# Plywood as Flooring



## UncleHank (Jan 13, 2010)

*Plywood as Flooring*

I've been weighing plywood floor as an option for the main floor of my home (and possibly the second floor and even attic when I finish it). And I was even more inspired by AllorNoThumbs project here: http://lumberjocks.com/projects/27373

The first problem I run into is that I have just over 1000 square foot per floor. I'm not sure I can handle ripping 35 pieces of plywood and running over 200 pieces through the tongue and groove process. Let's not forget finishing 1000 square foot of plywood seems like a daunting task.

My second problem is the cost of plywood. Even on a recent sale (todays Menard's ad HAR HAR) A1 Maple was $70 a sheet which works it's way to just over $2.33 a square foot (since you lose 2 square foot per sheet in tongue material if you're getting 6 8" strips and making 1/2" tongues). Even the B1 grade at $47 works it's way to $1.56 per square foot. And don't get my started on Cherry ($3.33 sqft) and Walnut ($3.67 sqft). And even after ripping and tongue and grooving all of the material it will still need finishing!

I'm just wondering if it's a worthwhile project, or if I would be better off getting pre-finished hardwood flooring at Lumber Liquidators for $3.00-4.00 a square foot.

Even after all of the things telling me to not do it, I'm still considering it. Not to be cheap, but more to have my hand in the house and have more impressive stories to tell about it (I'm a bit of a showoff when it comes to my handywork).

What do you guys think about using plywood as flooring?

Is it economical or worthwhile?

Are there any benefits other than being able to say you did it yourself?

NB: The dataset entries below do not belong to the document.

Issue #1620, opened 2026-05-29
[Bug] Wayland: mouse selection is not exported to the PRIMARY selection (middle-click / Shift+Insert never paste Rio's own selection)


nikicat:
### Summary

On Wayland, selecting text with the mouse in Rio does **not** claim the PRIMARY selection. As a result, middle-click paste and `Shift+Insert` paste whatever *other* application last owned the primary selection — never the text just selected in Rio. Every other Wayland terminal I have (foot, Alacritty, kitty, GNOME Console) claims PRIMARY on selection, so this is surprising.

### Steps to reproduce

Using `wl-clipboard` to observe the selections:

```sh
# 1. Seed PRIMARY from another source
wl-copy --primary "SENTINEL_BEFORE_RIO_SELECT"
wl-paste --primary            # => SENTINEL_BEFORE_RIO_SELECT  (as expected)

# 2. Now select some text with the mouse inside the Rio window, then:
wl-paste --primary            # => STILL "SENTINEL_BEFORE_RIO_SELECT"
                              #    expected: the text just selected in Rio
```

Equivalently: select text in Rio, then middle-click (or `Shift+Insert`) in any other window — you get the stale primary contents, not Rio's selection.

### Actual behavior

After selecting text in Rio, the Wayland PRIMARY selection is unchanged. (The clipboard is also unchanged, but that is the separate `copy-on-select` path — see below.)

### Expected behavior

Selecting text should claim the Wayland primary selection (via `zwp_primary_selection_device_manager_v1`), so middle-click / `Shift+Insert` paste the current Rio selection — matching other terminals and the standard X11/Wayland selection model.

### Notes

- This is independent of `copy-on-select`. `copy-on-select = true` mirrors the selection into the **clipboard**; this report is about the conventional **primary-on-select** behavior, which should happen regardless. (Related but distinct: #1487, #1536, #1494, all clipboard-side.)
- Paste itself works: `Shift+Insert` already pastes PRIMARY fine — the bug is purely that Rio never *writes* to PRIMARY.

### Environment

- rioterm 0.4.5
- Linux 6.18.33 (Arch), Wayland session, GNOME/Mutter
- Default Rio font

ildar:
I see at least two PR fixing this. ETA ?

ildar:
JFYI I built Rio with https://github.com/raphamorim/rio/pull/1679 and enjoy it "happily ever after".

yuelwish:
[...]

PR #1679, opened 2026-06-25
fix: copy selection to primary buffer for middle-click paste

cantona:
On mouse drag-release the selection was only copied to the clipboard (and only when `copy-on-select` was enabled), never to the primary selection buffer, so middle-click paste had nothing to paste. Always mirror the selection into the primary buffer on release, matching standard X11/Wayland behavior. `copy_selection` is a no-op on an empty selection.


ildar:
ref: https://github.com/raphamorim/rio/issues/1620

What grade would you suggest using to keep it looking nice but bring the cost down to make it more economical?


----------



## Rileysdad (Jun 4, 2009)

UncleHank said:


> *Plywood as Flooring*
> 
> I've been weighing plywood floor as an option for the main floor of my home (and possibly the second floor and even attic when I finish it). And I was even more inspired by AllorNoThumbs project here: http://lumberjocks.com/projects/27373
> 
> ...


I've seen plywood used in full sheets in a restaurant. I didn't think it was very attractive. If you rip it into planks, you are essentially making engineered flooring. If I were considering your idea, I'd get the answers to two questions:

Can I put a finnish on this flooring that is as tough as that on engineered flooring?

Is the veneer of the plywood thick enough to sand off the first finnish and refinish?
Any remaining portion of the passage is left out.